Reproduce each of the following records without any deviation.

(Stored items)
*-*-*

PR #1444, opened 2025-05-14
Fix return of unshard_replicated

Alex-Vasile:
Current implementation returns a PrimitiveTensor instead of torch.Tensor.

### DIFF
--- a/sharktank/sharktank/ops/sharded_impls.py
+++ b/sharktank/sharktank/ops/sharded_impls.py
@@ -1615,7 +1615,7 @@ def unflatten_split(
 
 @unshard.override(ReplicatedTensor)
 def unshard_replicated(input: ReplicatedTensor) -> Tensor:
-    return input.shards[0]
+    return unbox_tensor(input.shards[0])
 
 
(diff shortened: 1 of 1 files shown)


sogartar (commented):
As is the current state of our codebase, both should be valid. If downstream ops can't ingest `InferenceTensor` its their problem.

sogartar:
For example if we had that then it would have been much easier to add the device ordinal to the actual primitive tensor.

Alex-Vasile:
> The argument for this is that you know that throughout the program you can rely that we have a common tensor base that can have customization points.

Do real model weights, when unsharded, come in as PrimitiveTensor types? I have seen torch.Tensors be propagated through the model when working with tp=1 and pp=1. I beleive that most of our ops only box the tensor, they don't also re-box them.

rsuderman:
Nope this is incorrect. Unboxing is meant to grab whatever underlying which is not true for ReplicatedTensors. If this was a replicated quantized tensor we would expect this to return the quantized tensor.

rsuderman (changes requested):
Incorrect behavior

*-*-*

_Exercise result_
PR #1444, opened 2025-05-14
Fix return of unshard_replicated

Alex-Vasile:
Current implementation returns a PrimitiveTensor instead of torch.Tensor.

### DIFF
--- a/sharktank/sharktank/ops/sharded_impls.py
+++ b/sharktank/sharktank/ops/sharded_impls.py
@@ -1615,7 +1615,7 @@ def unflatten_split(
 
 @unshard.override(ReplicatedTensor)
 def unshard_replicated(input: ReplicatedTensor) -> Tensor:
-    return input.shards[0]
+    return unbox_tensor(input.shards[0])
 
 
(diff shortened: 1 of 1 files shown)


sogartar (commented):
As is the current state of our codebase, both should be valid. If downstream ops can't ingest `InferenceTensor` its their problem.

sogartar:
For example if we had that then it would have been much easier to add the device ordinal to the actual primitive tensor.

Alex-Vasile:
> The argument for this is that you know that throughout the program you can rely that we have a common tensor base that can have customization points.

Do real model weights, when unsharded, come in as PrimitiveTensor types? I have seen torch.Tensors be propagated through the model when working with tp=1 and pp=1. I beleive that most of our ops only box the tensor, they don't also re-box them.

rsuderman:
Nope this is incorrect. Unboxing is meant to grab whatever underlying which is not true for ReplicatedTensors. If this was a replicated quantized tensor we would expect this to return the quantized tensor.

rsuderman (changes requested):
Incorrect behavior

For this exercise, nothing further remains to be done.